### PROMPT
Please keep to the lines below from the one with "(diff shortened: 1 of 2 files shown)" through the one with "Compatibility with IPython 8 where", and restate them word for word, ends included.
------ INFORMATION PROVIDED ------
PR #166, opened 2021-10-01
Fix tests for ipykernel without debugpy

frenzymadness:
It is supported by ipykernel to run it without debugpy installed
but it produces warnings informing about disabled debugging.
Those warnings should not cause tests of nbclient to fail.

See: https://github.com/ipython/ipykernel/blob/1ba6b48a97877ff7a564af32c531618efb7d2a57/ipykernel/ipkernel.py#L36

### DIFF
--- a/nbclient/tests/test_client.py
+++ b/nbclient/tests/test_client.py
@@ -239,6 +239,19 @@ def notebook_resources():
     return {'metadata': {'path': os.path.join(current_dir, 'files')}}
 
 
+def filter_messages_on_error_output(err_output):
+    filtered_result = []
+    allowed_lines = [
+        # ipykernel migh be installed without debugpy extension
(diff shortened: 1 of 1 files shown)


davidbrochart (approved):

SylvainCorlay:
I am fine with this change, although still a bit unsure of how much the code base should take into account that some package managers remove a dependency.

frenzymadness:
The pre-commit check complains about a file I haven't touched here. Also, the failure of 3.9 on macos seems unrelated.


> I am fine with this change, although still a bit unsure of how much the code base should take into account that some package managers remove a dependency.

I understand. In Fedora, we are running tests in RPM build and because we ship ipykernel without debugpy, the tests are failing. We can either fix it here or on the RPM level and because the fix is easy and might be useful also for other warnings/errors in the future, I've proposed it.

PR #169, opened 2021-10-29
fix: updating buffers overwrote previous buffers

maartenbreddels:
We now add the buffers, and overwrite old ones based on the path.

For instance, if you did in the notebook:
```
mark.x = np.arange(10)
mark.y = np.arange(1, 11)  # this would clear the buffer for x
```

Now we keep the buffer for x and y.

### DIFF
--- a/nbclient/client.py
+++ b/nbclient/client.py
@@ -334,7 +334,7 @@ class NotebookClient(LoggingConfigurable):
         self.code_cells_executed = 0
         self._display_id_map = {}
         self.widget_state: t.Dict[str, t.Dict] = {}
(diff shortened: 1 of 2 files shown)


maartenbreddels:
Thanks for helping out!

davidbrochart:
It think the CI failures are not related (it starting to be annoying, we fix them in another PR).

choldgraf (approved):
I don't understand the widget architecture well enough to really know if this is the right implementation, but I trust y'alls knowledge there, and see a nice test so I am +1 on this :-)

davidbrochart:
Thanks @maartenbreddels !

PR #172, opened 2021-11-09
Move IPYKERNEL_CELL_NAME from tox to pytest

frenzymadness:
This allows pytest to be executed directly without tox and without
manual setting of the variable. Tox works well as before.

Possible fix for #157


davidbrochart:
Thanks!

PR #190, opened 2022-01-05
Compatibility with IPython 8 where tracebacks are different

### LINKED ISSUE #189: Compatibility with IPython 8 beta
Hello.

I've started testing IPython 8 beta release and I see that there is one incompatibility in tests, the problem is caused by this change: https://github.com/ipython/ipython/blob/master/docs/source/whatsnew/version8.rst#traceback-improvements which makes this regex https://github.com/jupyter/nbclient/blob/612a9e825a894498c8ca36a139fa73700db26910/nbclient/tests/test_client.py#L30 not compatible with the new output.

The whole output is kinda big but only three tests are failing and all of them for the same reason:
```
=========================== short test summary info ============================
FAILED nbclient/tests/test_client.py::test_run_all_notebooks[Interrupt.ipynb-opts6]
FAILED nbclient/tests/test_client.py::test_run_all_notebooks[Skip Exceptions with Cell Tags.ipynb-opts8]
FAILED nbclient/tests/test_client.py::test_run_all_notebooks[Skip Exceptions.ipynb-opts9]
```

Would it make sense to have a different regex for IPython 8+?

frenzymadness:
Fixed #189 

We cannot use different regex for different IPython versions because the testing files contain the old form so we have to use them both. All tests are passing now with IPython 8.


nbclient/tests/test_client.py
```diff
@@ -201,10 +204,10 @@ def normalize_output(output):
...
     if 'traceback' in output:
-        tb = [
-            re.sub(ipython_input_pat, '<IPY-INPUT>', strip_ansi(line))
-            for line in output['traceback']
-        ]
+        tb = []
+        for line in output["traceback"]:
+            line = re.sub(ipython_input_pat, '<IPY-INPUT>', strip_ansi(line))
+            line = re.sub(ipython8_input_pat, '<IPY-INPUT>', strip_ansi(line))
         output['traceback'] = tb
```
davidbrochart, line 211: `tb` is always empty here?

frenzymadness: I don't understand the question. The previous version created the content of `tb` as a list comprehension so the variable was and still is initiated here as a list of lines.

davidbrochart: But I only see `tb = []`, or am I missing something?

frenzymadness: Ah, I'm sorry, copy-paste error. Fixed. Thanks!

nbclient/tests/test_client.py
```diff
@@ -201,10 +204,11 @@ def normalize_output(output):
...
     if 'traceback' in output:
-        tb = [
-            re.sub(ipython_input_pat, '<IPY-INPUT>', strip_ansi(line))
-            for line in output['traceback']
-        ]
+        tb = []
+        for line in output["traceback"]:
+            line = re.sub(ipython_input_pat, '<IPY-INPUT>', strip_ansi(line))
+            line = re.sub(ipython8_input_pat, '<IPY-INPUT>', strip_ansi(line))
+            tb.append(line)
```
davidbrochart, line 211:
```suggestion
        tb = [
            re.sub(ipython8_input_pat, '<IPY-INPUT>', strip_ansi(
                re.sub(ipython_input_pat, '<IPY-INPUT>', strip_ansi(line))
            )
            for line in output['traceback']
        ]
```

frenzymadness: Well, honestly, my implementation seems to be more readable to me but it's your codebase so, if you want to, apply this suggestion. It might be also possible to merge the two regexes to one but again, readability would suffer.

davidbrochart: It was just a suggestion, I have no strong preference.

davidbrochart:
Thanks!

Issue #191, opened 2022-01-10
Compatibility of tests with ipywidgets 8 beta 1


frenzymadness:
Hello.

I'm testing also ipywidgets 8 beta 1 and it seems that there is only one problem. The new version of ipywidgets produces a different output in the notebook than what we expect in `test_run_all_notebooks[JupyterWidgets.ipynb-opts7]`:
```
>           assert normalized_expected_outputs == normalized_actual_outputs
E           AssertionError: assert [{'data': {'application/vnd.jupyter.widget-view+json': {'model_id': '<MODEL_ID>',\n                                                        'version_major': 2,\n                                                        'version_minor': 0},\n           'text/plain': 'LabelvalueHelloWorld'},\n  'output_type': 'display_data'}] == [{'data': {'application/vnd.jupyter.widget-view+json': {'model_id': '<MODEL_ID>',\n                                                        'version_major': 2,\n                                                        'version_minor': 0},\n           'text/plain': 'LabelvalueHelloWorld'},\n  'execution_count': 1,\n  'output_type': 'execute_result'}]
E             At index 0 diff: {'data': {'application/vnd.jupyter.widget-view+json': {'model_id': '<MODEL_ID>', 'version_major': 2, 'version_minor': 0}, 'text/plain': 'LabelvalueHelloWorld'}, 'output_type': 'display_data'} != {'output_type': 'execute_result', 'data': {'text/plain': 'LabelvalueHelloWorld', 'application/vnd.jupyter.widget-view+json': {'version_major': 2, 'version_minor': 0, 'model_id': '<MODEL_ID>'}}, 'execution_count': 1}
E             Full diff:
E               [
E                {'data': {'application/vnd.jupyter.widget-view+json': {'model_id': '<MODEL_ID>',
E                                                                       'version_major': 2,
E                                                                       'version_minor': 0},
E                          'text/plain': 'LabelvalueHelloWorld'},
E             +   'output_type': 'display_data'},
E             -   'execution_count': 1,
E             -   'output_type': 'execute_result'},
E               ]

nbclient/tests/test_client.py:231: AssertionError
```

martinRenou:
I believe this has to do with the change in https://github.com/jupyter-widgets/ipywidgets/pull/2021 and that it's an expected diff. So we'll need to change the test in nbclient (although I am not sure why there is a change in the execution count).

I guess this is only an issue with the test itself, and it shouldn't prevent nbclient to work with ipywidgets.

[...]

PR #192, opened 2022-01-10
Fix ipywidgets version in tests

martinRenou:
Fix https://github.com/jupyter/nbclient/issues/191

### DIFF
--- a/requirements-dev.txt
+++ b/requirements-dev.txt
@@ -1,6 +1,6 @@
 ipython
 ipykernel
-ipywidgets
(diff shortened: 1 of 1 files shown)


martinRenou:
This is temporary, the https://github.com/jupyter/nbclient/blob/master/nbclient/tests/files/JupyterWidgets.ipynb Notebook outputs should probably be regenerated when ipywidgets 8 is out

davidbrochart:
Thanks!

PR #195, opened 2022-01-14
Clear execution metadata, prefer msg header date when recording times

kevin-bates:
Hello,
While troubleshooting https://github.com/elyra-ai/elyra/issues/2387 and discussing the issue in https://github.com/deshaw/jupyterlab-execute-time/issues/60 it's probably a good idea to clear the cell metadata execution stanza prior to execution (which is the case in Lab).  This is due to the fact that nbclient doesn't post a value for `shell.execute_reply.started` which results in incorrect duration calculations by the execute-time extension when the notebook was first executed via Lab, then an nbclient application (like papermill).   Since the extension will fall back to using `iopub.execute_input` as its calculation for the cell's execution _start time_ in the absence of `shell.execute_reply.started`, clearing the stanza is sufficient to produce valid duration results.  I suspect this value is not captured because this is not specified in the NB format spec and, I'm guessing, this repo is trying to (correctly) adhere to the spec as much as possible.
------
### SOLUTION FOR THIS EXERCISE
(diff shortened: 1 of 2 files shown)


maartenbreddels:
Thanks for helping out!

davidbrochart:
It think the CI failures are not related (it starting to be annoying, we fix them in another PR).

choldgraf (approved):
I don't understand the widget architecture well enough to really know if this is the right implementation, but I trust y'alls knowledge there, and see a nice test so I am +1 on this :-)

davidbrochart:
Thanks @maartenbreddels !

PR #172, opened 2021-11-09
Move IPYKERNEL_CELL_NAME from tox to pytest

frenzymadness:
This allows pytest to be executed directly without tox and without
manual setting of the variable. Tox works well as before.

Possible fix for #157


davidbrochart:
Thanks!

PR #190, opened 2022-01-05
Compatibility with IPython 8 where tracebacks are different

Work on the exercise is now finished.